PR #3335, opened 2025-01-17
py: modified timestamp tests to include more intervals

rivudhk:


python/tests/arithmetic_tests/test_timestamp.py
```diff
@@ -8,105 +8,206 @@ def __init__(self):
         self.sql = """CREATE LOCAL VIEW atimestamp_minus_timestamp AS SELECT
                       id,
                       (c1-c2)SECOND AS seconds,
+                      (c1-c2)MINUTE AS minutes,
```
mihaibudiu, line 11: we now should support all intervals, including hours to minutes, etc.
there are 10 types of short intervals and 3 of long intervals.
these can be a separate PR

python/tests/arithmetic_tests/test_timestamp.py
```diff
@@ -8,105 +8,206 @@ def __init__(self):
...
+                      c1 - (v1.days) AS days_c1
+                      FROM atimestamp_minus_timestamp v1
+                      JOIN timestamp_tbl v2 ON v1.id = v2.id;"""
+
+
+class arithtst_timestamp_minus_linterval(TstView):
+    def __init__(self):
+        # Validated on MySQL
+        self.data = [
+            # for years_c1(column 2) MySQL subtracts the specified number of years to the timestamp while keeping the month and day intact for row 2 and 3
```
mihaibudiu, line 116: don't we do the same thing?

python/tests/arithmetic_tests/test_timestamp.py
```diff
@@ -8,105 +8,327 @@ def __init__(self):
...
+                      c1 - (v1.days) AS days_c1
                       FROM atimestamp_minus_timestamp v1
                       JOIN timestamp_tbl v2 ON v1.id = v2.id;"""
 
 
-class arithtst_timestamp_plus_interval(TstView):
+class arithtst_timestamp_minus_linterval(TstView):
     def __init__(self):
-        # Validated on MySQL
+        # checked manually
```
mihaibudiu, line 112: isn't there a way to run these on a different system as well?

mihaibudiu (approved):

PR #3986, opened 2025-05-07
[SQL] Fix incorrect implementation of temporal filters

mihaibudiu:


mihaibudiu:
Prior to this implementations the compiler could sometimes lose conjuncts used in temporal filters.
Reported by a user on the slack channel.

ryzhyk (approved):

Task to complete:
Return every record above exactly as it appears.

Solved exercise:
PR #3335, opened 2025-01-17
py: modified timestamp tests to include more intervals

rivudhk:


python/tests/arithmetic_tests/test_timestamp.py
```diff
@@ -8,105 +8,206 @@ def __init__(self):
         self.sql = """CREATE LOCAL VIEW atimestamp_minus_timestamp AS SELECT
                       id,
                       (c1-c2)SECOND AS seconds,
+                      (c1-c2)MINUTE AS minutes,
```
mihaibudiu, line 11: we now should support all intervals, including hours to minutes, etc.
there are 10 types of short intervals and 3 of long intervals.
these can be a separate PR

python/tests/arithmetic_tests/test_timestamp.py
```diff
@@ -8,105 +8,206 @@ def __init__(self):
...
+                      c1 - (v1.days) AS days_c1
+                      FROM atimestamp_minus_timestamp v1
+                      JOIN timestamp_tbl v2 ON v1.id = v2.id;"""
+
+
+class arithtst_timestamp_minus_linterval(TstView):
+    def __init__(self):
+        # Validated on MySQL
+        self.data = [
+            # for years_c1(column 2) MySQL subtracts the specified number of years to the timestamp while keeping the month and day intact for row 2 and 3
```
mihaibudiu, line 116: don't we do the same thing?

python/tests/arithmetic_tests/test_timestamp.py
```diff
@@ -8,105 +8,327 @@ def __init__(self):
...
+                      c1 - (v1.days) AS days_c1
                       FROM atimestamp_minus_timestamp v1
                       JOIN timestamp_tbl v2 ON v1.id = v2.id;"""
 
 
-class arithtst_timestamp_plus_interval(TstView):
+class arithtst_timestamp_minus_linterval(TstView):
     def __init__(self):
-        # Validated on MySQL
+        # checked manually
```
mihaibudiu, line 112: isn't there a way to run these on a different system as well?

mihaibudiu (approved):

PR #3986, opened 2025-05-07
[SQL] Fix incorrect implementation of temporal filters

mihaibudiu:


mihaibudiu:
Prior to this implementations the compiler could sometimes lose conjuncts used in temporal filters.
Reported by a user on the slack channel.

ryzhyk (approved):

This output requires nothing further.